The results for the AVIRIS test image Lunar Lake are given in Fig. 17(b). Here, the agreement between the predicted and the attained values is even better than for the Hyperion data. Again, the largest CR is observed for sub-bands with low SNR. There are considerable differences in maximal and minimal values of CR. The main reason is the different SNR and different dynamic range in sub-band images. Certainly, CR also depends upon the image content.

## 5. Conclusions and future work

It is demonstrated that it is possible to predict the efficiency of image filtering as well as the parameters of lossy compression of a noisy image in OOP neighborhood. As opposed to the earlier known approaches that allow predicting potential efficiency of filtering, the present approach predicts practically a reachable performance and makes this very rapidly, by one or more orders faster than filtering or compression itself.

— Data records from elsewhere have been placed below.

Issue #14173, opened 2023-07-02
Find closest implementors in hierarchy


Ducasse:
Often I'm browsing a self xxxx message and I would like to press on it and get the implementation from a inheritance point of view. Right now the little up/down arrows are only working if the methods xxx is defined in the class.

Ducasse:
for example I would like to know who is implementing confirm: in the hierarchy of SycReplaceMessageCommand

```
SycReplaceMessageCommand >> replaceInAllClasses
	^ self confirm: 'Do you want replace senders of method in the whole classes?'
```

PR #14183, opened 2023-07-02
#14173 Introduce a nice command to spot the closest method overriden …

Ducasse:
…in the receiver superclasses.

So now we can go quite fast to spot the method that is called


Ducasse:
unrelated

PR #14192, opened 2023-07-03
New flow for `MoveMethodsToClassSide`

balsa-sarenac:
Now this has better flow when user supplies multiple methods to move to class side. 
New flow aggregates all warnings and errors and changes. If there are errors, a pop-up is shown. If there are warnings a yes/no pop-up is shown whether user wants to continue. In the end changes are shown to the user.
`StRefactoringPreviewPresenter`s API is changed so that it supports bulk changes.

Right now it shows `RBRefactoringWarning` if there are breaking changes. On `no` it aborts execution, on `yes` continues without breaking changes included. What do you think if we would on `yes` include all changes (that is include breaking changes) and on `no` just perform the safe ones?


Ducasse:
Borken tests are not related so I merge.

Certainly, a limited number of quality metrics, filtering, and compression techniques have been considered. However, it is important that a general methodology of prediction is proposed, and it is shown there are somewhat strict connections between simple input parameters (that can be easily and quickly calculated) and output parameters that are able to adequately characterize the efficiency of filtering or lossy compression techniques. In favor of this methodology, there are certain facts. First, there are many modern filters that have filtering efficiency of the same order as the DCT-based filter and BM3D. Thus, predicting denoising efficiency for the filters mentioned above, it is possible to approximately predict performance for other modern filters (although such prediction would be less accurate). Second, the same holds for lossy compression methods. For example, AGU and JPEG2000 provide similar performance characteristics. Then, by predicting compression parameters for AGU, they are, in fact, estimated for JPEG2000 as well.

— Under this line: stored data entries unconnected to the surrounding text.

PR #14196, opened 2023-07-03
Extend Behavior>>handleFailingBasicNew:

### LINKED ISSUE #14195: Object allocation (very) occasionally fails
**Bug description**
Object allocation can fail if a process preempts the active process during object allocation.

The object allocation design (for variableSubclasses) is to call `#handleFailingBasicNew:` if the initial attempt fails.

handleFailingBasicNew: then tries to garbage collect, and if the largest free segment is big enough tries the allocation again (`#handleFailingFailingBasicNew:`):

```
handleFailingBasicNew: sizeRequested
	"handleFailingBasicNew: gets sent after basicNew: has failed and allowed
	 a scavenging garbage collection to occur.  The scavenging collection
	 will have happened as the VM is activating the (failing) basicNew:.  If
	 handleFailingBasicNew: fails then the scavenge failed to reclaim sufficient
	 space and a global garbage collection is required.  Retry after garbage
	 collecting and growing memory if necessary.

	 Primitive. Answer an instance of this class with the number of indexable
	 variables specified by the argument, sizeRequested.  Fail if this class is not
	 indexable or if the argument is not a positive Integer, or if there is not
	 enough memory available. Essential. See Object documentation whatIsAPrimitive."

	<primitive: 71>
	| bytesRequested |
	bytesRequested := self byteSizeOfInstanceOfSize: sizeRequested.
	Smalltalk garbageCollect < bytesRequested ifTrue:
		[Smalltalk growMemoryByAtLeast: bytesRequested].
	"retry after global garbage collect and possible grow"
	^self handleFailingFailingBasicNew: sizeRequested
```

However the method can be pre-empted (or switched to another process of the same priority via `processPreemptionYields`) between the GC and the second allocation attempt.  If the preempting process allocates an object in the free segment that reduces the free segment size to less than the requested size here, the second allocation attempt will fail.

There are a couple of solutions.  One would be to wrap the GC and second allocation attempt in a block closure and use `#valueUnpreemptively`, however this increases the cost of every call to fix a problem that is extremely rare.

The proposed PR will instead attempt to grow memory if the second allocation attempt fails, and then do a third allocation attempt.  As the vast majority of times the second attempt succeeds, there is no additional overhead in the normal sequence of events.

**To Reproduce**
I haven't been able to reliably reproduce this, however it happens reasonably regularly in a proprietary test run without the proposed PR and not with it.

**Expected behavior**
The object allocation succeeds.

**Version information:**
 - OS: Ubuntu
 - Version: 20.04
 - Pharo Version: 10 (although the code hasn't changed since then).

**Expected development cost**
PR on the way.

akgrant43:
to handle the case where the process is interrupted between garbage collection and the second allocation attempt to grow memory if the second attempt fails.

Fixes: https://github.com/pharo-project/pharo/issues/14195

### DIFF
--- a/src/Kernel/Behavior.class.st
+++ b/src/Kernel/Behavior.class.st
@@ -689,10 +689,22 @@ Behavior >> handleFailingBasicNew: sizeRequested [
 	<primitive: 71>
 	| bytesRequested |
 	bytesRequested := self byteSizeOfInstanceOfSize: sizeRequested.
-	Smalltalk garbageCollect < bytesRequested ifTrue:
-		[Smalltalk growMemoryByAtLeast: bytesRequested].
-	"retry after global garbage collect and possible grow"
-	^self handleFailingFailingBasicNew: sizeRequested
+	^ Smalltalk garbageCollect < bytesRequested ifTrue:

Concerning the decision making, whether to perform filtering or not, strict recommendations have been given for probabilities *P*_{2σ} and *P*_{0.5σ}. Filtering can be expedient if *P*_{2σ} exceeds 0.5 or *P*_{0.5σ} exceeds 0.15. Similarly, OOP is quite possible if *P*_{2σ} is approximately 0.85 or larger. A very important fact is that these rules for filtering are valid for different types of noise (pure additive and signal-dependent, additive white Gaussian and spatially correlated). This generalization can be considered as one of the main contributions of this chapter. Meanwhile, the case of spatially correlated noise requires more attention in future. In prediction of filtering efficiency, general prediction approximations for spatially correlated noise with *a priori* known or pre-estimated properties (e.g., 2D spectrum) have not been obtained yet. It can only be expected that the scatterplots for spatially correlated noise with other (not analyzed yet) shapes and parameters of spatial power spectrum behave similarly. The studies for lossy compression of images corrupted by spatially correlated noise are yet to be started. This opens a very wide field for future research.

The results of this research show that although sometimes the prediction of performance characteristics based on one input parameter is appropriately accurate, there are several means to improve the prediction accuracy. One way that deals with multiparameter input has been already used for particular cases. The use of mean *P*_{0.5σ} has shown itself a good solution, although it has not yet been tried for all possible applications. In particular, mean *P*_{0.5σ} has not been tested for lossy compression. It is hoped that performance can be improved due to this reason. Neural networks or other approximators of multidimensional functions (surfaces) can be useful.

There are also other possible directions for future research. 3D filtering warrants a more thorough study, at least, for the case of more than three channels. The same relates to 3D lossy compression performance, which has not been tried to predict yet. Compression parameters for QS other than the one recommended for OOP is also of sufficient interest in DCT-based lossy compression. Influence of errors in *a priori* information on noise parameters or their blind estimates on prediction accuracy has to be studied as well.